Vou começar logo pelo disclamer: isto não é um post "no meu tempo é que era bom".
Mas...
Ando a ouvir o podcast Verdes Anos, em que o Ricardo Duarte tenta perceber como alguém se torna escritor. É inevitável começar com a parte em que cada um deles se tornou leitor e há, nesta parte, um denominador comum que é a disponibilidade de livros. Para além da disponibilidade de livros há a disponibilidade de cada um para se tornar leitor, que é outra forma de dizer que houve uma altura da vida em que não havia nada mais interessante para fazer que ler.
Muitas vezes não queremos admitir mas não há nada como o aborrecimento para nos fazer leitores, para nos fazer descobrir o prazer que é viajar através de um livro. E é sobre isso que, hoje, quero reflectir.
Obviamente é importante ter exemplos, ver os pais, avós, amigos a ler. É importante ter livros em casa. É importante ter livros adequados à idade dos miúdos mas nada como uma tarde de aborrecimento e não ter nada para ler para dar a um miúdo a vontade, a urgência, de descobrir coisas novas.
Eu li imensa coisa que não era para a minha idade.

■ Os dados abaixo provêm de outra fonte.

PR #2173, opened 2016-12-08
WASM - Added checks for exports

Cellule:
We were not behaving as spec for some aspects in the exports table.
We need to check for duplicate names and verify that the global exists.

Disallow export/import of mutable globals

---
This change is [Reviewable](https://reviewable.io/reviews/microsoft/chakracore/2173)

### DIFF
--- a/lib/WasmReader/WasmBinaryReader.cpp
+++ b/lib/WasmReader/WasmBinaryReader.cpp
@@ -778,6 +778,10 @@ void WasmBinaryReader::ReadExportTable()
             {
                 ThrowDecodingError(_u("Unknown global %u for export %s"), index, exportName);
             }
+            if (m_module->GetGlobal(index)->IsMutable())
+            {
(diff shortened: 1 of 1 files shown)


Cellule:

lib/WasmReader/WasmBinaryReader.cpp
```diff
@@ -963,6 +1001,10 @@ WasmBinaryReader::ReadImportEntries()
         {
             WasmTypes::WasmType type = ReadWasmType(len);
             bool isMutable = ReadConst<UINT8>() == 1;
+            if (isMutable)
```
MikeHolman: Different issue, but noticed it now. We should also check for other values and throw decoding error (i.e. if it is anything other than 0 or 1).

Cellule: Thanks! Created #2193 to track this

PR #2174, opened 2016-12-08
WASM - elem/data segment validation

Cellule:
Check if a table is present when reading an element section
Validate the init_expr for element and data segments

Disallow internal global in init_expr
The issue https://github.com/WebAssembly/spec/issues/367 made me realize we were doing the same thing the spec interpreter was which was not according to the design documents

Check the type of init_expr for globals

---
This change is [Reviewable](https://reviewable.io/reviews/microsoft/chakracore/2174)


Cellule:
Hold off a moment to review this, I want to include another fix related to this

Cellule:
Should be okay to review now

lib/Runtime/Library/WebAssemblyModule.cpp
```diff
@@ -553,29 +553,37 @@ WebAssemblyModule::AddTableImport(const char16* modName, uint32 modNameLen, cons
...
-        Wasm::WasmGlobal* global = m_globals->Item(initExpr.var.num);
+        Wasm::WasmGlobal* global = GetGlobal(initExpr.var.num);
+        Assert(global->GetType() == Wasm::WasmTypes::I32);
+        offset = env->GetGlobalValue(global).i32;
+    }
+    return offset;
+}
+
+void
+WebAssemblyModule::ValidateInitExporForOffset(const Wasm::WasmNode& initExpr) const
```
MikeHolman: nit: spelling (ValidateInitExprForOffset)

lib/Runtime/Library/WebAssemblyModule.cpp
```diff
@@ -553,29 +553,37 @@ WebAssemblyModule::AddTableImport(const char16* modName, uint32 modNameLen, cons
 uint
 WebAssemblyModule::GetOffsetFromInit(const Wasm::WasmNode& initExpr, const WebAssemblyEnvironment* env) const
 {
-    if (initExpr.op != Wasm::wbI32Const && initExpr.op != Wasm::wbGetGlobal)
-    {
-        throw Wasm::WasmCompilationException(_u("Invalid init_expr for element offset"));
-    }
+    // Should have been checked at compile time, but let's just make sure one more time
+    ValidateInitExporForOffset(initExpr);
```
MikeHolman: then maybe we should put under #if DBG and assert?

lib/WasmReader/WasmBinaryReader.cpp
```diff
@@ -804,12 +808,12 @@ WasmBinaryReader::ReadElementSection()
     for (uint32 i = 0; i < count; ++i)
     {
         uint32 index = LEB128(length); // Table id
-        if (index != 0)
+        if (index != 0 || !(m_module->HasTable() || m_module->HasTableImport()))
```
MikeHolman: the spec seemed unclear to me about this. it looked like it might be legal to have no table or table import and have element section, as long as it does nothing (e.g. any segments have length 0)

MikeHolman: true, but the design says that every module has one default memory/table (not up to one). there is no mention what the state is if there is no explicit table section. so if this is how the spec interpreter behaves then i'm fine deferring to it. just one of those corners that will needed to be worked out in the formal spec

Cellule: It feels weird to allow to set data or elements in a memory/table that hasn't been defined.
In our current implementation, we would throw a linking error when treating the data/element segments.
This is only moving the error to compile time effectively changing from WebAssembly.RuntimeError to WebAssembly.CompileError which is more in line with the spec interpreter.
In the end, it really doesn't matter, but early error should be favorable if we have to read the data anyway

Cellule:
ping

lib/Runtime/Library/WebAssemblyModule.cpp
```diff
@@ -553,29 +553,46 @@ WebAssemblyModule::AddTableImport(const char16* modName, uint32 modNameLen, cons
 uint
 WebAssemblyModule::GetOffsetFromInit(const Wasm::WasmNode& initExpr, const WebAssemblyEnvironment* env) const
 {
-    if (initExpr.op != Wasm::wbI32Const && initExpr.op != Wasm::wbGetGlobal)
+    try
+    {
+        ValidateInitExportForOffset(initExpr);
```
MikeHolman: A bit strange, but seems ok to me.

PR #2217, opened 2016-12-16
Remove '-oopjit-' flag from ChakraCore POGO training. Fixes #2213

### LINKED ISSUE #2213: pogo_training.ps1 using `-oopjit-` flag breaks POGO training for ChakraCore release builds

Li livros que não percebi e que só mais tarde fizeram sentido. Aborreci-me muito, nas longas tardes de verão, nas longas noites de inverno. E encontrei muitos livros e escritores nestes períodos de puro ócio, em que precisava arranjar qualquer coisa para passar o tempo.

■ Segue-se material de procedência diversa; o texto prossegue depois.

PR #2225, opened 2016-12-16
Don't attempt to create a deferred stub for a non-deferred function. 

pleath:
Works around a parser anomaly that appeared with re-deferral. I'll keep investigating the cause of the anomaly.


pleath:
@tcare @aneeshdk Can either of you look at this one? (Thanks.)

tcare:
Looks good

PR #2227, opened 2016-12-16
swb: a few more unit test verification fixes

jianchun:
A few fixes from running unit test verification.

Previously missed disabling "memcpy" on "WriteBarrierPtr*".

List uses "bool isLeaf" to indicate leaf/non-leaf. Use the same info to
determine write barrier in CopyArray/qsort_s inside List.

### DIFF
--- a/lib/Backend/JnHelperMethod.cpp
+++ b/lib/Backend/JnHelperMethod.cpp
@@ -215,7 +215,7 @@ DECLSPEC_GUARDIGNORE  _NOINLINE intptr_t GetNonTableMethodAddress(ThreadContextI
         return SHIFT_CRT_ADDR(context, (int(*)(void *, void *, size_t))memcmp);
 
     case HelperMemCpy:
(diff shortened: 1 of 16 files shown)


jianchun:

jianchun:

lib/Backend/JnHelperMethod.cpp
```diff
@@ -215,7 +215,7 @@ DECLSPEC_GUARDIGNORE  _NOINLINE intptr_t GetNonTableMethodAddress(ThreadContextI
         return SHIFT_CRT_ADDR(context, (int(*)(void *, void *, size_t))memcmp);
 
     case HelperMemCpy:
-        return SHIFT_CRT_ADDR(context, (int(*)(void *, void *, size_t))memcpy);
+        return SHIFT_CRT_ADDR(context, (void*(*)(void *, void const*, size_t))memcpy);
```
jianchun: Because I now added missing memcpy overload. The original cast signature does not match and cannot figure out which overload to use. With this change it can.

leirocks:
:shipit:

PR #2230, opened 2016-12-17
Change to address CVE-2016-7287,CVE-2016-7286,CVE-2016-7288,CVE-2016-7296

boingoing:
Fix for SpreadArgs overrun
The array's length gets changed when we do the get-item this will overrun already allocated buffer. Fixed that by creating a local initialized that length.

Use-after-free in TypedArray.sort
%TypedArray%.prototype.sort has a helper method which performs the compare between two elements of the array. This helper takes an optional compare function callback, which is user code, and executes it (if present) to compute the sort order in a user-defined way. We call ToNumber on the return value from the compare function callback. The issue here is that this compare function can return an object which executes user code in the ToNumber conversion (via valueOf). This valueOf function is user code which can detach the buffer in the TypedArray. We check to see if the buffer has been detached after calling the compare function but we don't check again after calling ToNumber. If the valueOf call detaches the buffer, our sort function will re-order elements in the buffer's memory after it was detached and potentially free'd.
Fix is to detect the buffer detach after calling ToNumber and throw out of the helper to make sure we don't shuffle elements in the detached memory.

Uninitialized Memory in SIMD.toLocaleString
JavascriptSIMDObject::ToLocaleString explicitly handles the number of arguments it copies into a temporary array before passing this array to a toLocaleString helper. We have a check for 1, 2, or 3 arguments but calling the function with more than 3 arguments causes it to skip copying any of the incoming arguments into the temporary array. This leads to the toLocaleString helper using uninitialized values in the temporary array since we access this array using the original argument count. There's also another bug here which is that the toLocaleString helper can throw an exception which leaks the temporary array memory since it was allocated on the heap and is not free'd when this helper throws.
Fix both issues by allocating the temporary array on the stack with a fixed size of 3, clamping the number of incoming arguments to 3, and removing the explicit checks for the number of incoming arguments. Now we insert into the temporary array the two optional arguments if our original set of args includes those optional arguments.

Uninitialized Memory in SIMD.Load
All of the EntryLoad variants in the SIMD Javascript library directly access elements in the arguments array regardless of how many arguments are actually in the array. If user code calls this API with no arguments we will end up loading values which are unknown and potentially uninitiailized. Simple fix is to check the count of arguments passed-in to the function and use undefined for missing arguments.

Type Confusion in Internationalization Initialization
IntlEngineInterfaceExtensionObject::deletePrototypePropertyHelper loads a property from an object and uses it as if it is a DynamicObject even if the property isn't an object. We can run into two different problems here. First, we can end up using an uninitialized stack var if the object we're loading the property from doesn't have this property. Second, we can treat a non-object as an object leading to reading from arbitrary memory addresses.

### DIFF
--- a/lib/Runtime/Library/IntlEngineInterfaceExtensionObject.cpp
+++ b/lib/Runtime/Library/IntlEngineInterfaceExtensionObject.cpp
@@ -295,35 +295,46 @@ namespace Js
 
     void IntlEngineInterfaceExtensionObject::deletePrototypePropertyHelper(ScriptContext* scriptContext, DynamicObject* intlObject, Js::PropertyId objectPropertyId, Js::PropertyId getterFunctionId)
     {
-        DynamicObject *prototypeVal = nullptr;
+        DynamicObject *prototypeObject = nullptr;
         DynamicObject *functionObj = nullptr;
-        Var propertyValue;
-        Var getter;
-        Var setter;
+        Var propertyValue = nullptr;
+        Var prototypeValue = nullptr;
+        Var resolvedOptionsValue = nullptr;
+        Var getter = nullptr;
+        Var setter = nullptr;
 
-        if (!Js::JavascriptOperators::GetProperty(intlObject, objectPropertyId, &propertyValue, scriptContext))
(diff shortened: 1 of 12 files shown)


boingoing:
@pleath Please take a look if you don't mind

pleath:
:shipit:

Fiz-me leitora ao mesmo tempo que a minha mãe fazia o jantar. Juro, verdade. Ela não tinha grande tempo para me ler e eu queria mais mas os livros sem bonecos assustavam-me. Então ela punha-me a ler em voz alta, um capitulo por dia, enquanto ela fazia o jantar. Claro que isto durou uns 3 dias porque me cansei de esperar pelo tempo dela e queria saber o fim da história, foi-se o medo, veio a fome de livros. Fiz-me leitora a reler livros. Fiz-me leitora a procurar nas estantes lá de casa e da casa dos primos, livros que me interessassem. Fiz-me leitora ao passar tardes de verão, no vão da janela, a ler livros sem ordem, sem tino, só porque sim. Não me lembro de nenhuma proibição, apenas de uns pouco convincentes "isso não é para a tua idade" que me fazia imediatamente ler aquele livro.

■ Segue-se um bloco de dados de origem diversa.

PR #2232, opened 2016-12-17
Replace FunctionBody reference in ScopeSlots with FunctionInfo

pleath:
The ScopeSlots structure used to hold closure-captured variables has a reference to the scope in the form of a FunctionBody*. But that FunctionBody may become a stale reference after redeferral. Replace with an immutable FunctionInfo*.


rajatd:
:shipit:

PR #2233, opened 2016-12-17
Fix build errors with legacy compiler with nojit

Cellule:
I accidentally built with nojit and legacy at the same time and it found some interesting oversight

---
This change is [Reviewable](https://reviewable.io/reviews/microsoft/chakracore/2233)

### DIFF
--- a/lib/Runtime/Language/InterpreterStackFrame.cpp
+++ b/lib/Runtime/Language/InterpreterStackFrame.cpp
@@ -1163,8 +1163,6 @@ namespace Js
             !(this->executeFunction->GetHasTry() && (PHASE_OFF((Js::JITLoopBodyInTryCatchPhase), this->executeFunction) || this->executeFunction->GetHasFinally())) &&
             (this->executeFunction->ForceJITLoopBody() || this->executeFunction->IsJitLoopBodyPhaseEnabled()) &&
             !this->executeFunction->IsInDebugMode();
-#else
-        const bool doJITLoopBody = false;
 #endif
 
         // Pick a version of the LoopBodyStart OpCode handlers that is hardcoded to do loop body JIT and
--- a/lib/Runtime/Library/WebAssemblyMemory.h
+++ b/lib/Runtime/Library/WebAssemblyMemory.h
@@ -9,6 +9,9 @@ namespace Js
 {
     class WebAssemblyMemory : public DynamicObject
     {
+    protected:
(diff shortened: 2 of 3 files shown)


Cellule:
I don't think we got any coverage for this scenario and I don't know if we care about it, but I figured I might as well fix them since I stumbled upon it

Cellule:
@MikeHolman Can you take a look at the missing constructors in WebAssembly new objects?

lib/Runtime/Language/InterpreterStackFrame.cpp
```diff
@@ -1163,8 +1163,6 @@ namespace Js
             !(this->executeFunction->GetHasTry() && (PHASE_OFF((Js::JITLoopBodyInTryCatchPhase), this->executeFunction) || this->executeFunction->GetHasFinally())) &&
             (this->executeFunction->ForceJITLoopBody() || this->executeFunction->IsJitLoopBodyPhaseEnabled()) &&
             !this->executeFunction->IsInDebugMode();
-#else
-        const bool doJITLoopBody = false;
```
dilijev: What happened here?

Cellule: This variable is unused in nojit

lib/Runtime/Library/WebAssemblyMemory.h
```diff
@@ -9,6 +9,9 @@ namespace Js
 {
     class WebAssemblyMemory : public DynamicObject
     {
+    protected:
+        DEFINE_VTABLE_CTOR( WebAssemblyMemory, DynamicObject );
+        DEFINE_MARSHAL_OBJECT_TO_SCRIPT_CONTEXT( WebAssemblyMemory );
```
MikeHolman: Is this related to legacy no jit? I talked with @boingoing and I think there is more to do here.

Cellule: When I tried to build nojit with vs2013 it complained that WebAssemblyMemory/Table didn't have a constructor.
I added this by looking at other javascript objects, but I don't know if it needs something else

MikeHolman: ok. I think this is fine to add, but we may still have more to do for marshalling to really work. We can talk to Curtis in January for that though.

dilijev:
Okay, sounds like this is good to merge?

Cellule:
Yes I just didn't have time before the weekend, thanks for reminding me

PR #1300, opened 2016-07-20
[Updated] #110 Convert rlexe.xml tags to use new build architecture and type terms 

RexSong:
Using this PR to replace old one (#991), due to there are so many changes after that change.

Fixes #110

PR #2239, opened 2016-12-18
(do not merge) [PR #1300 @RexSong] #110 Convert rlexe.xml tags to use new build architecture and type terms

### LINKED ISSUE #110: rlexe.xml tags: add support for new build architecture and type terms

dilijev:
Includes PR #1300 by @RexSong

Fixes #110


dilijev:
@RexSong Feel free to update in #1300. This PR was just meant to run CI when runtests.py has the execute bit set. I may also use this PR to add any additional changes that I would need to make after your PR is updated.

PR #2243, opened 2016-12-19
swb: fixes from stressing Basics and Strings tests

jianchun:
Lower.cpp: needs WB from JIT set string item slots.

Added bunch of missing annotations that may contain GC pointers.

CompoundString: block buffer may contain chars or pointers. Ammended to
handle pointers correctly.

### DIFF
--- a/lib/Backend/Lower.cpp
+++ b/lib/Backend/Lower.cpp
@@ -22435,7 +22435,8 @@ Lowerer::LowerSetConcatStrMultiItem(IR::Instr * instr)
     InsertAdd(false, dstLength, dstLength, srcLength, instr);
 
     dstOpnd->SetOffset(dstOpnd->GetOffset() * sizeof(Js::JavascriptString *) + Js::ConcatStringMulti::GetOffsetOfSlots());
-    this->m_lowererMD.ChangeToAssign(instr);
+
+    LowererMD::ChangeToWriteBarrierAssign(instr);
 }
 
 IR::RegOpnd *
--- a/lib/Runtime/Language/DynamicProfileInfo.cpp
+++ b/lib/Runtime/Language/DynamicProfileInfo.cpp
@@ -1921,7 +1921,7 @@ namespace Js
 
             if (callSiteInfoCount != 0)
             {
-                callSiteInfo = RecyclerNewArrayLeaf(recycler, CallSiteInfo, callSiteInfoCount);
+                callSiteInfo = RecyclerNewArray(recycler, CallSiteInfo, callSiteInfoCount);
                 if (!reader->ReadArray(callSiteInfo, callSiteInfoCount))
                 {
                     goto Error;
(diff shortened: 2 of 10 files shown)


jianchun:

lib/Runtime/Language/DynamicProfileInfo.cpp
```diff
@@ -1921,7 +1921,7 @@ namespace Js
 
             if (callSiteInfoCount != 0)
             {
-                callSiteInfo = RecyclerNewArrayLeaf(recycler, CallSiteInfo, callSiteInfoCount);
+                callSiteInfo = RecyclerNewArray(recycler, CallSiteInfo, callSiteInfoCount);
```
jianchun: CallSiteInfo contains a GC pointer in a union: polymorphicCallSiteInfo

lib/Runtime/Language/DynamicProfileInfo.h
```diff
@@ -84,26 +84,26 @@ namespace Js
...
     struct CallSiteInfo
     {
-        uint16 isArgConstant : 13;
-        uint16 isConstructorCall : 1;
-        uint16 dontInline : 1;
-        uint16 isPolymorphic : 1;
-        ValueType returnType;
-        InlineCacheIndex ldFldInlineCacheId;
-        union
+        Field(uint16) isArgConstant : 13;
```
digitalinfinity: The macros work with bit-lengths? Nice :)

digitalinfinity:
:shipit:

lib/Runtime/Language/DynamicProfileInfo.h
jianchun: Yes, it works because it expands to uint16 unchanged.

lib/Backend/Lower.cpp
```diff
@@ -22435,7 +22435,8 @@ Lowerer::LowerSetConcatStrMultiItem(IR::Instr * instr)
     InsertAdd(false, dstLength, dstLength, srcLength, instr);
 
     dstOpnd->SetOffset(dstOpnd->GetOffset() * sizeof(Js::JavascriptString *) + Js::ConcatStringMulti::GetOffsetOfSlots());
-    this->m_lowererMD.ChangeToAssign(instr);
+
+    LowererMD::ChangeToWriteBarrierAssign(instr);
```
jianchun: Yes, Lei's verification is awesome. Only constraint is that is it depends on TTT repro, and for some we can't catch a TTT.

lib/Runtime/Language/DynamicProfileInfo.cpp
leirocks: then it was a bug in master branch! we are just lucky and didn't hit a crash?

jianchun: After more look and discussion offline, I'll revert this change and add a comment. the Leaf here is safe because we explicitly save the only pointer elsewhere.

jianchun:
Thanks @digitalinfinity @leirocks

PR #2245, opened 2016-12-20
Proxy ownkeys trap needs marshal

leirocks:


kunalspathak:
Can you also double check other places in proxy code where marshalling might be needed?

leirocks:
yeah, I already spent some time to read the code to see if there's still missing marshalling, but can't find one. seems recent exprgen change is pretty good to find this kind of issue, let me checkin and see.

PR #2246, opened 2016-12-20
WASM - Custom sections

### LINKED ISSUE #2241: WASM - Custom Sections
Support https://github.com/WebAssembly/design/blob/master/JS.md#webassemblymodulecustomsections

Cellule:
Support WebAssembly.Module.customSections
Fixes #2241

---
This change is [Reviewable](https://reviewable.io/reviews/microsoft/chakracore/2246)


Cellule:
ping

lib/Runtime/Library/WebAssemblyModule.cpp
```diff
@@ -772,6 +827,32 @@ uint WebAssemblyModule::GetGlobalsByteSize() const
...
+{
+    return m_customSections ? (uint32)m_customSections->Count() : 0;
+}
+
+Wasm::CustomSection
+WebAssemblyModule::GetCustomSection(uint32 index) const
+{
+    if (index >= GetCustomSectionCount())
+    {
+        throw Wasm::WasmCompilationException(_u("Custom section index out of bounds %u"), index);
```
MikeHolman: we shouldn't call with out of bounds length, and even if we did this exception kind would be invalid (it isn't a JS exception so it would go uncaught)

Cellule: It's true that it shouldn't happen, but lets say this api is used differently and we pass an out of bounds index, it should throw an exception we control. From what I can see we have the same kind of pattern in `WebAssemblyModule::EntryImports`.
Either we 
- don't use this api in `EntryImports` and `EntryCustomSections`
- Try/catch for `WasmCompilationException`
- remove the check
What do you think ?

Nunca deixei de ir para a galdeirice para ler... mas primeiro acabava de ler o livro e só depois rumava à rua e às brincadeiras - e isso era uma escolha minha. Nunca me disseram "lês demais", só "lês depressa demais, não deves perceber nada assim" (o que me fazia debitar resumos de livros e permitia que conversassemos sobre o assunto) ou "não lês suficientes autores portugueses" (coisa que só muito mais tarde admiti ser verdade).
Acho que só tempo dirá o que faz mais e melhor leitores e escritores, se a necessidade de procurar e descobrir, se a disponibilidade de livros e informação. Uma coisa que não muda com o tempo é que o exemplo é fundamental. Ver adultos a ler é importante.